Le pastis de la financeDette américaine dégradée, bourses au plancher, devises chahutées ! Si le début de l’été fut pluvieux en France, sur les places financières, il est chaud. La période estivale est souvent propice à quelques bonnes discussions de comptoir autour du pastis (suivant les régions, on peut remplacer par cidre, calva, bière, kir, ti punch ...). Profitons de cette opportunité pour balayer quelques idées reçues.

Les agences de notation sont criminelles.
Oui, lorsqu’elles dégradent la note d’un état, alors les conséquences sont terribles. Sont-elles responsables ? Non, elles ne font qu’émettre une opinion. Rappelons que, chez Standard and Poor’s, première agence des 3 grandes à avoir dégradé le sacro-saint AAA des Etats-Unis, la note était sous perspective négative depuis le 18 avril. On a très longtemps reproché à ces agences de ne pas être assez réactives, aujourd’hui elles le seraient trop ?

Les économies mondiales sont devenues des intoxiquées des marchés.
Oui, car tous les gouvernements émettent de la dette, sans quoi ils ne pourraient pas fonctionner plus de quelques jours. La désintoxication est possible, mais douloureuse. Certains pays comme l’Australie ou la Chine fonctionnent très bien avec une dette extérieure très faible (<30% de leur PIB), d’autres sont bien au-delà des 100% du PIB, comme le Japon ou l’Irlande.

La bourse monte doucement, mais quand elle baisse, c’est la dégringolade.
Rien de plus faux. Un simple exemple montre le contraire. Prenez les cours de clôture du CAC 40 depuis février 1998, date à laquelle les niveaux étaient comparables au niveau actuel (un peu plus de 3 000). Les scénarios de plus forte baisse quotidienne sont du même ordre de grandeur que ceux de plus forte hausse (10ème plus forte hausse : +208, 10ème plus forte baisse : - 209).

La BCE ne fait pas ce qu’il faut.
Tout dépend de son mandat, qui est de stabiliser l’inflation, ce qu’elle fait remarquablement bien.
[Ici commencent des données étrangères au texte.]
PR #15182, opened 2021-01-20
Split test/verify/check-machines into multiple files and try to robustify testAddDiskDirPool massive flake

KKoukiou:


martinpitt:
This looks great, thanks! [firefox failed early](https://logs-https-frontdoor.apps.ocp.ci.centos.org/logs/pull-15182-20210120-151058-d07880b0-fedora-32-firefox/log.html), I retried that. [rhel-8-4](https://logs.cockpit-project.org/logs/pull-15182-20210120-151058-d07880b0-rhel-8-4/log.html) is an unrelated failure, and [debian-testing](https://logs.cockpit-project.org/logs/pull-15182-20210120-151058-d07880b0-debian-testing/log.html#302) is now an unexpected crash. At first I thought the test rearranging would make a naughty not apply any more, but we don't have any against qemu itself, and [this has happened before](https://images-frontdoor.apps.ocp.ci.centos.org/failure-stats.html). So I'd totally +1 this once firefox looks reasonable, as it at least makes tests easier to handle.

test/verify/check-machines
```diff
@@ -69,200 +67,7 @@ def release_target(used_targets, target):
 @skipImage("Atomic cannot run virtual machines", "fedora-coreos")
 @nondestructive
 @no_retry_when_changed
```
martinpitt: I think the `@decorators` on the parent class don't work. The individual test classes repeat them, so that's mostly harmless.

La question est de savoir si c’est le bon mandat. Cette crise financière qui n’en finit pas est dûe à notre endettement inconsidéré, plus qu’à la titrisation effrénée des actifs subprimes. Plusieurs économistes recommandent ainsi de sortir de la spirale de l’endettement par le retour à l’inflation, manière un peu « soft » de faire payer les créanciers.

Le pastis marseillais est meilleur que le cidre breton.
Tout dépend de l'agence de notation.